*The problem*
Reproduce, exactly and in full, only the lines below from the one containing "Run tested: master" through the one containing "Fixes compilation with boost 1.77".

─── Materials provided ───

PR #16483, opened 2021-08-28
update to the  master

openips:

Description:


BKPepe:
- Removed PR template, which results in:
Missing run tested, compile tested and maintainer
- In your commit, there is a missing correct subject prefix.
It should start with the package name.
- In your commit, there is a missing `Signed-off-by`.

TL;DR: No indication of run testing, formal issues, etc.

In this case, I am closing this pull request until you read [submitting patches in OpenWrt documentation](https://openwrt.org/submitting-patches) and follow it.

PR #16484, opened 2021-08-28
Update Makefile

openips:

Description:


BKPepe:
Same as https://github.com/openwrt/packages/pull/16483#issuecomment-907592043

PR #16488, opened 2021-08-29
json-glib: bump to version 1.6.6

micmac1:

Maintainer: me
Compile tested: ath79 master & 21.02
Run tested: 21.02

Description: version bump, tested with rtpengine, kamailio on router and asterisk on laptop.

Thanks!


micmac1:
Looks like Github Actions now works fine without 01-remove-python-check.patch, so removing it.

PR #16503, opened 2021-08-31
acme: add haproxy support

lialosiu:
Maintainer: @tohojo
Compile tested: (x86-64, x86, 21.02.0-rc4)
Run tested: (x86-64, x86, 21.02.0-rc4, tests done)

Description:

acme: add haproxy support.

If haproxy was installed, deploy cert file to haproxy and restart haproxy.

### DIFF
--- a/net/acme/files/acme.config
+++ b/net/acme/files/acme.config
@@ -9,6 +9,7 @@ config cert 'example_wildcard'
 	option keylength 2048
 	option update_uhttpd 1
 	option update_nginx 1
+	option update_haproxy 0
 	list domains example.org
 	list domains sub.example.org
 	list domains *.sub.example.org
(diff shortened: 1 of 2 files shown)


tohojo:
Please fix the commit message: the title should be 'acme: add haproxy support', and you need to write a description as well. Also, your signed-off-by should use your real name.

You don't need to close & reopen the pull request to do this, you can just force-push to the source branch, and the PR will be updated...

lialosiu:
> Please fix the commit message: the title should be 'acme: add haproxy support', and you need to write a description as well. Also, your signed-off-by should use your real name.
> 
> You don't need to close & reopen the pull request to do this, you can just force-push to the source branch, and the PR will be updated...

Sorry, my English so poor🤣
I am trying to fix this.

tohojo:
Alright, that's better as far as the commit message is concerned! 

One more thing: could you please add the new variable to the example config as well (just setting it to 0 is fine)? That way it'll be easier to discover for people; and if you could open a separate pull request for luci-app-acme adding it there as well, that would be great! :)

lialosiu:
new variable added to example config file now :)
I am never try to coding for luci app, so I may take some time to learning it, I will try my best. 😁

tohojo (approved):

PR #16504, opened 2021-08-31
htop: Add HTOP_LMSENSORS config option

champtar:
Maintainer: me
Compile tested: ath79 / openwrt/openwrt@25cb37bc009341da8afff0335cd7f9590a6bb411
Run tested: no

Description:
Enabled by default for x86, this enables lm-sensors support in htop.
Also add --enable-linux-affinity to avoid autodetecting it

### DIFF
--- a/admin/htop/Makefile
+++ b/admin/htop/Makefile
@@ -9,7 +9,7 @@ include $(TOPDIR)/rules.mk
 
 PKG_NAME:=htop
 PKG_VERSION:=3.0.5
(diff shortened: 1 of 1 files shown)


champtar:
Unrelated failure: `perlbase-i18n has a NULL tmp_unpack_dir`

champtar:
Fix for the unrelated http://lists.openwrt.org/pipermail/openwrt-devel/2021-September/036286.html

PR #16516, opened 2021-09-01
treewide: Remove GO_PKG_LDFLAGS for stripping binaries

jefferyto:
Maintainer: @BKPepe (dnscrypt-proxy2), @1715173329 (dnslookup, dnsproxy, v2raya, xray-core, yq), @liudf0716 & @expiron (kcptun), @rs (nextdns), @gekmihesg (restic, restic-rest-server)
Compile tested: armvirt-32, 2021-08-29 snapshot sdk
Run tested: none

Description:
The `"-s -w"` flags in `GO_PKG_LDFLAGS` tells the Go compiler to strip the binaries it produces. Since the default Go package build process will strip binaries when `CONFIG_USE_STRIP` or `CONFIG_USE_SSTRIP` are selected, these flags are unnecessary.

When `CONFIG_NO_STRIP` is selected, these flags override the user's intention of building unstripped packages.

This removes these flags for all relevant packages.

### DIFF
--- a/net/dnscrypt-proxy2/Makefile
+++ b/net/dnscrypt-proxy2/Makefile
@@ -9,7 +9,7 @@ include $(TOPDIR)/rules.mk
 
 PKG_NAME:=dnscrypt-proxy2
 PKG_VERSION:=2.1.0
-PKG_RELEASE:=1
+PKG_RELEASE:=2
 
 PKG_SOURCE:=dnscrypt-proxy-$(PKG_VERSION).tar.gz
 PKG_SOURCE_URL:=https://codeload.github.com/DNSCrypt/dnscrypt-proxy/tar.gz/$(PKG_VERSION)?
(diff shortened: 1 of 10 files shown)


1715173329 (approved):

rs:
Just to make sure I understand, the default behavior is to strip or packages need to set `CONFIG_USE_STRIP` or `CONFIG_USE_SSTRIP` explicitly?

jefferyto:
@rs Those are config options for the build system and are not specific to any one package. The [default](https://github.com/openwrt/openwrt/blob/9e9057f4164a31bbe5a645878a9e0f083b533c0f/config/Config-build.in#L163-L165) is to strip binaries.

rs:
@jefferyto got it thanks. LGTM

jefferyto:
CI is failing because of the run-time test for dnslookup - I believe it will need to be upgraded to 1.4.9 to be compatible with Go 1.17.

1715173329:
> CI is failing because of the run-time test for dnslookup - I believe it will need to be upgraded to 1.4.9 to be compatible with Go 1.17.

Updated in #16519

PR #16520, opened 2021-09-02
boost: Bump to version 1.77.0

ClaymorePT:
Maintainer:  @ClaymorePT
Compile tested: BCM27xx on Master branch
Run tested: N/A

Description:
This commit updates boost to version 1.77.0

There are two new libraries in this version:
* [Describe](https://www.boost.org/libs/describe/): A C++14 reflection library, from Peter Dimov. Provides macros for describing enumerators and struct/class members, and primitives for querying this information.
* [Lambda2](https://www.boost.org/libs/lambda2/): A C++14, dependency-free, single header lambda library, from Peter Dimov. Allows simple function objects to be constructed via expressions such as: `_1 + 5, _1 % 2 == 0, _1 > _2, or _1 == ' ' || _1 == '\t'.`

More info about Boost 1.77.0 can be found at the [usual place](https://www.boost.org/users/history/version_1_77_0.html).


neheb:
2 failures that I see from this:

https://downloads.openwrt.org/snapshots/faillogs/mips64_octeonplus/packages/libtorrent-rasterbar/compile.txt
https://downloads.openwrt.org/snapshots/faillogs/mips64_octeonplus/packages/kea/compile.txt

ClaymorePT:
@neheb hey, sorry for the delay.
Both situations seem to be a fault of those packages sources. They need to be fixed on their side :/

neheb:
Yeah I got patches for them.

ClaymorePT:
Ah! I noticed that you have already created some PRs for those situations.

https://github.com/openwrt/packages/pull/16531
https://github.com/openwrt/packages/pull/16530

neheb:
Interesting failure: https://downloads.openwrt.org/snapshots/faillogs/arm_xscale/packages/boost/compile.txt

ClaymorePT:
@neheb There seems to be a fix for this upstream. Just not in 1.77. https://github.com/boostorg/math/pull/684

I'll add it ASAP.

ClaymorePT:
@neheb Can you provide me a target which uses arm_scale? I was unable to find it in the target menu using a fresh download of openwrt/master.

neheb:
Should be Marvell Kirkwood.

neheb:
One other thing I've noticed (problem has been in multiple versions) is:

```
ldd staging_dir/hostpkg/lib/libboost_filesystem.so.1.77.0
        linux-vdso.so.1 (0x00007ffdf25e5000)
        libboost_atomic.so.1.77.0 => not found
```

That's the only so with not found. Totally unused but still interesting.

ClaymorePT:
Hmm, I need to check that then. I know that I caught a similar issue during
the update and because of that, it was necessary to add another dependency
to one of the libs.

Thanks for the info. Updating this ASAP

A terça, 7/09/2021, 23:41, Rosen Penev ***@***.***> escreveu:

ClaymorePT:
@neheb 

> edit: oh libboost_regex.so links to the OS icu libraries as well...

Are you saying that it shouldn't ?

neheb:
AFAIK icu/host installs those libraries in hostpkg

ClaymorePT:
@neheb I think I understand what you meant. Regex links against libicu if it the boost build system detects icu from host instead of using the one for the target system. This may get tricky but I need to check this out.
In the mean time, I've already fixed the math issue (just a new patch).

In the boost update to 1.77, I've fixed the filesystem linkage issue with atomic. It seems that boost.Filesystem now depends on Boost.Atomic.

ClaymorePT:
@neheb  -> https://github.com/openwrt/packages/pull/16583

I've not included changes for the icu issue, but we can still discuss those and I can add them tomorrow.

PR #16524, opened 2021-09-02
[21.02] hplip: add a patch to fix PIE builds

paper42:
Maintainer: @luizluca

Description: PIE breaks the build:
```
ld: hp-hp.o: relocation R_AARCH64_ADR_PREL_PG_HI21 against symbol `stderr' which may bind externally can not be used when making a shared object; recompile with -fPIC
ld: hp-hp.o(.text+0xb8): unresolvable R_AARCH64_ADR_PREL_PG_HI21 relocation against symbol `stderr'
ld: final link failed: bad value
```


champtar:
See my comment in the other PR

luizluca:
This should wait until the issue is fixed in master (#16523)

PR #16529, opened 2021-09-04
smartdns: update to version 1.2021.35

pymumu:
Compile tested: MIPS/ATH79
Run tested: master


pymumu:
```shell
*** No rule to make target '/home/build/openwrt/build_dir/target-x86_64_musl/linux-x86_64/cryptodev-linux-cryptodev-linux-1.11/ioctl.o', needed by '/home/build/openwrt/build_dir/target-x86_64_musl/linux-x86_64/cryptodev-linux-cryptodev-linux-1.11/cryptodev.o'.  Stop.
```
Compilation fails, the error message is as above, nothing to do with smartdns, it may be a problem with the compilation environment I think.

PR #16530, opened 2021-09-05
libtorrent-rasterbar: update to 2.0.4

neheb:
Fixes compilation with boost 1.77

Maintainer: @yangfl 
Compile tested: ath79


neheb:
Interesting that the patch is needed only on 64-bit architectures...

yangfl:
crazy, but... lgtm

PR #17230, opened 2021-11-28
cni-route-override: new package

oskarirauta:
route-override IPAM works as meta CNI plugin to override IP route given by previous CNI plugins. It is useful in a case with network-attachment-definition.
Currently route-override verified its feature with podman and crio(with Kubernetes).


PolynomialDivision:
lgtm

───

*Output for this task*
Run tested: master


pymumu:
```shell
*** No rule to make target '/home/build/openwrt/build_dir/target-x86_64_musl/linux-x86_64/cryptodev-linux-cryptodev-linux-1.11/ioctl.o', needed by '/home/build/openwrt/build_dir/target-x86_64_musl/linux-x86_64/cryptodev-linux-cryptodev-linux-1.11/cryptodev.o'.  Stop.
```
Compilation fails, the error message is as above, nothing to do with smartdns, it may be a problem with the compilation environment I think.

PR #16530, opened 2021-09-05
libtorrent-rasterbar: update to 2.0.4

neheb:
Fixes compilation with boost 1.77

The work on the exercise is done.